Consciously or unconsciously, we talk about patients as “complicated cases,” “textbook cases,” or “journal cases
“Everyone has the right to have a standard way of living appropriate for the health and well being of themselves and of their family, including food, clothing, housing, and medical care and other necessary social services, and the right to security in the case of unemployment, sickness, disability, widowhood, elderly and other lack of livelihood in circumstances beyond his or her control.”3
Patients rights include:
Exercising these rights without regard to gender, cultural, economic, educational, or religious background, or the source of payment for care, and with respect and sensitivity for the psychosocial, spiritual, and cultural values that impact on the patients response to qcare
Receiving considerate and respectful care
Knowing the name of the physician who has primary responsibility for them and all others involved in their care
Being told about their illness in terms they can understand
Having information about any proposed treatment or procedure in order to give informed consent or to refuse
Participating actively in decisions regarding their care, including the right to refuse treatment
Confidentiality and privacy
Getting reasonable responses to any reasonable requests made for service
Being able to leave the hospital even against the advice of doctors
Having reasonable continuity of care
The right to refuse to take part in research
Examining and receiving an explanation of the bill regardless of source of payment
Knowing which hospital rules and policies apply to the patients conduct
That these rights apply to those who make decisions on behalf of the patient—a parent, guardian or other representative recognised by law.

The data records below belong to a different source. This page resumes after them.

Issue #1421, opened 2026-07-30
Feature: add Letta instrumentation in TS SDK


AmadNaseem:
### Component

OpenLIT

### What feature would you like to see?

Just as medical knowledge is about a whole person, human rights should be inherent in all courses
Several of these rights are elementary and refer to the basic dignity of the patient. But these are commonly not respected, showing how important it is to teach medical students about human rights. But how do we achieve this?
Teaching human rights with ethics courses at university is not enough. Just as medical knowledge is about a whole person, human rights should be inherent in all courses. This does not mean that human rights should be taught with cardiology lectures. It means that when we practise, we are respectful upholders of human rights, and that in professional practice this becomes habit. Students learn more in their practice with patients, and in that practice they gain most knowledge.
Medical schools should understand the importance of teaching human rights to medical students and ensure that staff are trained to integrate the ideas with their teaching.